Matches or approaches 671B-scale models on AIME, HMMT, and LiveCodeBench using a 200x smaller model
MIT license with full weights and training code - no commercial restrictions
6.7 GB VRAM FP16 footprint runs on a single consumer GPU
CLR test-time scaling provides significant accuracy gains without weight changes
Strong instruction following (IFEval 93.4) relative to its size

Weaknesses

All benchmark scores are self-reported; no independent replication at time of writing
GPQA Diamond score of 70.2 trails large models by 12-17 points - general knowledge is a genuine gap
No tool-calling or agent-based training; not suitable for function-calling workflows or autonomous coding agents
OJBench score of 38.6 suggests limitations on harder competitive programming problems
Community users report real-world gaps: some report the model lacks awareness of common developer tooling

Benchmark Skepticism

VibeThinker-3B landed during a period of heightened community skepticism about self-reported benchmarks. The term "benchmaxxing" - models optimized specifically for benchmark metrics rather than real-world utility - came up frequently in X discussions and the Hacker News thread (356 points). One user who tested the model directly noted it wasn't aware of common Python tooling that every other major model knows.

The authors' AIME 2026 setup uses their own evaluation harness and decoding settings, which means prompt formatting, sampling parameters, and test-time scaling choices can all influence scores. The jump from 94.3 to 97.1 with CLR scaling illustrates how much the reported number depends on configuration. These aren't necessarily signs of bad faith - benchmark methodology variation is common across labs - but they do mean the numbers should be treated as upper-bound indicators until copied.

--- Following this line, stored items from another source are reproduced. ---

PR #1185, opened 2023-12-18
feat(js-api): add types for Editor Config Contributor client extension

markocikos:
### References

- [LPS-187309 Apply editor config contributor client extensions to CKEditor](https://issues.liferay.com/browse/LPS-187309)
- Related to https://github.com/liferay-frontend/liferay-portal/pull/3902

### What is the goal of this PR?

Adding public types for Editor Config Contributor client extension.

Notes:
- I intentionally named this in a generic way, `EditorConfigTransformer` and not  `EditorConfigContributor`. We plan to add a different CET in the future, that will not use the Java `EditorConfigContributor` framework in DXP. That CET will still be able to use this API, as both will do the same config transformation in the end.
- I don't think we want to manage anything more specific than `[key: string]: any;` for config structure. This is based on the third-party APIs and is likely to change with time. Being so generic will also enable us to be consistent with APIs for CKEditor 5 or other editors. I added in commited docs link to offical docs for the `config` object.

### DIFF
--- a/.github/workflows/labeler.yml
+++ b/.github/workflows/labeler.yml
@@ -6,6 +6,6 @@ jobs:
     triage:
         runs-on: ubuntu-latest
         steps:
-            - uses: actions/labeler@main
+            - uses: actions/labeler@v4
               with:
                   repo-token: '${{ secrets.GITHUB_TOKEN }}'
--- a/projects/js-toolkit/packages/js-api/editor/index.ts
+++ b/projects/js-toolkit/packages/js-api/editor/index.ts
@@ -1,0 +1,19 @@
+/**
+ * SPDX-FileCopyrightText: © 2020 Liferay, Inc. <https://liferay.com>
+ * SPDX-License-Identifier: LGPL-3.0-or-later
+ */
+
+/**
+ * Editor Transformer
+ *
+ * For CKEditor 4, see config API:
+ * https://ckeditor.com/docs/ckeditor4/latest/api/CKEDITOR_config.html
+ */
+
+export interface EditorConfigTransformer<T> {
+	(args: T): T;
+}
+
+export interface EditorTransformer<T> {
+	editorConfigTransformer: EditorConfigTransformer<T>;
+}


projects/js-toolkit/packages/js-api/editor/index.ts
```diff
@@ -0,0 +1,19 @@
...
+ *
+ * For CKEditor 4, see API of CKEDITOR.config:
+ * https://ckeditor.com/docs/ckeditor4/latest/api/CKEDITOR_config.html
+ */
+
+export interface EditorConfig {
+	[key: string]: any;
+}
+
+export interface EditorConfigTransformer {
```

Reasoning Benchmarks Leaderboard
Small Language Model Leaderboard
Math Olympiad AI Leaderboard
Coding Benchmarks Leaderboard
DeepSeek V3.2 Model Card (primary comparison model)

FAQ

What is VibeThinker-3B best at?

Math competition problems, structured STEM reasoning, and competitive programming. It isn't a general-purpose assistant and lacks tool-calling capability.

Can I run VibeThinker-3B locally?

Yes. It needs about 6.7 GB VRAM in FP16 or 1.7 GB in INT4 quantization. Requires transformers 4.54.0 or later. GGUF variants are available for llama.cpp.

Is VibeThinker-3B free to use commercially?

Yes. It's released under the MIT license, which permits commercial use, modification, and redistribution without restrictions.

How was WeiboAI's 3B model compared to DeepSeek V3.2 671B?

On AIME 2026, VibeThinker-3B scored 94.3 versus DeepSeek V3.2's 94.2. On GPQA Diamond (knowledge-heavy), DeepSeek V3.2 leads 82.4 to 70.2.

Are the benchmark scores independently verified?

No. All scores in the June 2026 technical report are self-reported from the authors' own evaluation harness. Independent replication hadn't been published now.

What is the Parametric Compression-Coverage Hypothesis?

The authors' proposed explanation for why small models can match large ones on reasoning: verifiable tasks compress into compact parameter space, while broad factual knowledge requires large parameter counts.